[Records excerpted from a collection]
== Segment start ==
PR #8122, opened 2026-06-22
Remove unused PatternBackend::Error associated type

sffc:
There were two associated types, one on the pattern, one on the placeholder value provider.

Right now, we only have use cases for an error on the placeholder value provider:

1. A missing placeholder value
2. Bubbling up errors from inner writeables (new)

The associated error on the pattern _might_ come up in the future if a particular pattern type does some sort of lazy validation of the syntax. But, _it wasn't being used in that way_, I would rather add that back in when we actually need it. We don't need it now, so let's simplify the traits.

This is technically semver-breaking. Code such as the following will break:

```rust
let err: DoublePlaceholder::Error = // ...
```

However, I don't know why anyone would write that, at least for Single and Double, since ::Error was set to Infallible. This is most likely to break generic code, of which we have none in ICU4X (since this PR passes CI).

If you want to reduce the semver breakage, I can leave the associated type, mark it deprecated, and not use it anywhere. I'm not actually sure if this makes the PR 100% semver-safe, though, because the bounds are still changing.

## Changelog

icu_pattern: Remove public associated Error type from sealed trait PatternBackend

### DIFF
--- a/components/pattern/src/common.rs
+++ b/components/pattern/src/common.rs
@@ -78,9 +78,6 @@ pub trait PatternBackend: crate::private::Sealed + 'static + core::fmt::Debug {
     #[cfg(feature = "alloc")]
     type PlaceholderKeyCow<'a>;
 
-    /// The type of error that the [`TryWriteable`] for this backend can return.
-    type Error<'a>;
-
     /// The unsized type of the store required for this backend, usually `str` or `[u8]`.
     // Note: it is not good practice to feature-gate trait types, but this trait is sealed
     #[doc(hidden)] // TODO(#4467): Should be internal
--- a/components/pattern/src/double.rs
+++ b/components/pattern/src/double.rs
@@ -309,7 +309,6 @@ impl PatternBackend for DoublePlaceholder {
     type PlaceholderKey<'a> = DoublePlaceholderKey;
     #[cfg(feature = "alloc")]
     type PlaceholderKeyCow<'a> = DoublePlaceholderKey;
-    type Error<'a> = Infallible;
     type Store = str;
     type Iter<'a> = DoublePlaceholderPatternIterator<'a>;
 
--- a/components/pattern/src/frontend/mod.rs
+++ b/components/pattern/src/frontend/mod.rs
@@ -258,9 +258,9 @@ where
     pub fn try_interpolate<'a, P>(
         &'a self,
         value_provider: P,
-    ) -> impl TryWriteable<Error = B::Error<'a>> + fmt::Display + 'a
+    ) -> impl TryWriteable<Error = P::Error> + fmt::Display + 'a
     where
-        P: PlaceholderValueProvider<B::PlaceholderKey<'a>, Error = B::Error<'a>> + 'a,
+        P: PlaceholderValueProvider<B::PlaceholderKey<'a>> + 'a,
     {
         WriteablePattern::<B, P> {
             store: &self.store,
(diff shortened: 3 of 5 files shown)


Manishearth:
Not fully sure on whether we should do this without a corresponding semver breakage. I think we proooobably can given the way this crate is used and where this type is. Deprecation may be slightly safer and I think the bounds change is definitely too niche to matter.

Manishearth (approved):

robertbastian (commented):
can we not just bump the crate version? I don't think we have icu_pattern types on public APIs outside of provider types

Manishearth:
It's an annoying cost during google3 and chromium upgrades so I have a slight preference to not (I go into this in depth on the thread about the pattern extraction code)

but this is a decently motivated breakage imo. only reason I'm trying to avoid it is that there are decent routes like deprecation available to us.

but just removing it would be nice.

robertbastian:
I guess I should have left a blocking review. Can we not break semver please

Manishearth:
Right, sorry, if we're deleting the assoc type (not deprecating it) we should do a server bump. I don't like it but it's well motivated.

sffc:
> I guess I should have left a blocking review. Can we not break semver please

Thank you for not blocking this, because this blocks display names, and I shouldn't be blocked on display names due to a change in an unstable crate.

I think the smallest change that would unblock displaynames is changing all the bounds that this PR does, but leaving the associated type as deprecated. I offered to do that in the OP. It makes the PR slightly less likely to break, but there might still be code that does things like

```rust
pub fn custom_write_with_single_pattern<P>(values: P)
where
    P: PlaceholderValueProvider<SinglePlaceholder::PlaceholderKey<'a>, Error = SinglePlaceholder::Error<'a>>
{ ... }
```

In other words, code that copied our bound out into userland in order to make their code generic. However, that code will still compile, and I think it will still work, because the bound has gotten weaker (we no longer require `Error =`, which is the constraint I needed to relax for display names).

sffc:
I made https://github.com/unicode-org/icu4x/issues/8130 to track whether to consider this semver or not.

sffc:
> I think the smallest change that would unblock displaynames is changing all the bounds that this PR does, but leaving the associated type as deprecated.

I think the smallest _smallest_ change would be changing just this bound:

```rust
impl<'a, B, P> TryWriteable for WriteablePattern<'a, B, P>
```

and leaving the fn bounds intact, because I can add new fns with the correct bounds.

And the change here that completely avoids semver is to export a bunch of new types; we should do that for a stable crate but I don't want to do that for an unstable crate.

Manishearth:
> I think the smallest change that would unblock displaynames is changing all the bounds that this PR does, but leaving the associated type as deprecated. 

Yes, as I said earlier I think this is fine. The bounds changing is minor enough for an internal crate.

Manishearth:
> don't want to do that for an unstable crate.

Can we not use the term "unstable crate" here? It is clear the team is not aligned on what our policies are for crates like this so using the term is making things more murky imo.

sffc:
@Manishearth, I'm having trouble following what you are asking for.

Among these options for code:

1. Option 1: what landed in this PR (remove the associated type)
2. Option 2: deprecate the associated type; relax all of the bounds
3. Option 3: keep the associated type; relax the bounds only on WriteablePattern; add new fns with the correct bounds to be used by TryWriteable
4. Option 4: add sibling types and fns with the correct bounds, leaving all existing types and fns the same

And among these options for versioning:

1. Keep the crate at its current semver
2. Bump to the next 0.x semver

can you please clarify which set of options are _acceptable_ and _preferred_ to you?

And also @robertbastian.

Manishearth:
Option 1: Acceptable with a semver bump. Potentially acceptable without a semver bump, much dispreferred.

 
Option 2: Acceptable without a semver bump. Preferred. I do not consider the bounds change to be severe enough to need a bump. 


I generally want to avoid a semver bump, and if we are avoiding a semver bump, I want to avoid actual breakages.

I hadn't particularly considered Option 3 and 4, but:

Option 3: Acceptable, dispreferred since it sounds like a worse API (I could be wrong)

Option 4: Acceptable, dispreferred for the same reason as 3, dispreferred more than 3

sffc:
Discussion:

- @robertbastian This is an unstable crate, for this reason. So just bump semver. Unless bumping semver would cause other crates to break, if they export these types in their APIs?
- @sffc I don't know. I don't think so but I'm not sure. Will cargo-semver-checks fail?
- @robertbastian I'm pretty sure it will, because you change the return type of the method
- @sffc Hopefully it's smart enough to track workspace dependency version breakages
- @robertbastian It will complain about the provider types.
- @sffc I had some back-and-forth with @Manishearth about whether or not we should consider it a cost to bump semver on this crate
- @robertbastian I hope we've been careful enough with this being unstable that we can just bump the version

Conclusion: bump the version of icu_pattern, check the semver report, and consider another option if bumping is infeasible due to breaking other crates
== Segment end ==
What needs to be done: Your task is to reproduce the entries exactly, starting at the first line and ending with the line containing "type Store = str;".

Response to this exercise:
PR #8122, opened 2026-06-22
Remove unused PatternBackend::Error associated type

sffc:
There were two associated types, one on the pattern, one on the placeholder value provider.

Right now, we only have use cases for an error on the placeholder value provider:

1. A missing placeholder value
2. Bubbling up errors from inner writeables (new)

The associated error on the pattern _might_ come up in the future if a particular pattern type does some sort of lazy validation of the syntax. But, _it wasn't being used in that way_, I would rather add that back in when we actually need it. We don't need it now, so let's simplify the traits.

This is technically semver-breaking. Code such as the following will break:

```rust
let err: DoublePlaceholder::Error = // ...
```

However, I don't know why anyone would write that, at least for Single and Double, since ::Error was set to Infallible. This is most likely to break generic code, of which we have none in ICU4X (since this PR passes CI).

If you want to reduce the semver breakage, I can leave the associated type, mark it deprecated, and not use it anywhere. I'm not actually sure if this makes the PR 100% semver-safe, though, because the bounds are still changing.

## Changelog

icu_pattern: Remove public associated Error type from sealed trait PatternBackend

### DIFF
--- a/components/pattern/src/common.rs
+++ b/components/pattern/src/common.rs
@@ -78,9 +78,6 @@ pub trait PatternBackend: crate::private::Sealed + 'static + core::fmt::Debug {
     #[cfg(feature = "alloc")]
     type PlaceholderKeyCow<'a>;
 
-    /// The type of error that the [`TryWriteable`] for this backend can return.
-    type Error<'a>;
-
     /// The unsized type of the store required for this backend, usually `str` or `[u8]`.
     // Note: it is not good practice to feature-gate trait types, but this trait is sealed
     #[doc(hidden)] // TODO(#4467): Should be internal
--- a/components/pattern/src/double.rs
+++ b/components/pattern/src/double.rs
@@ -309,7 +309,6 @@ impl PatternBackend for DoublePlaceholder {
     type PlaceholderKey<'a> = DoublePlaceholderKey;
     #[cfg(feature = "alloc")]
     type PlaceholderKeyCow<'a> = DoublePlaceholderKey;
-    type Error<'a> = Infallible;
     type Store = str;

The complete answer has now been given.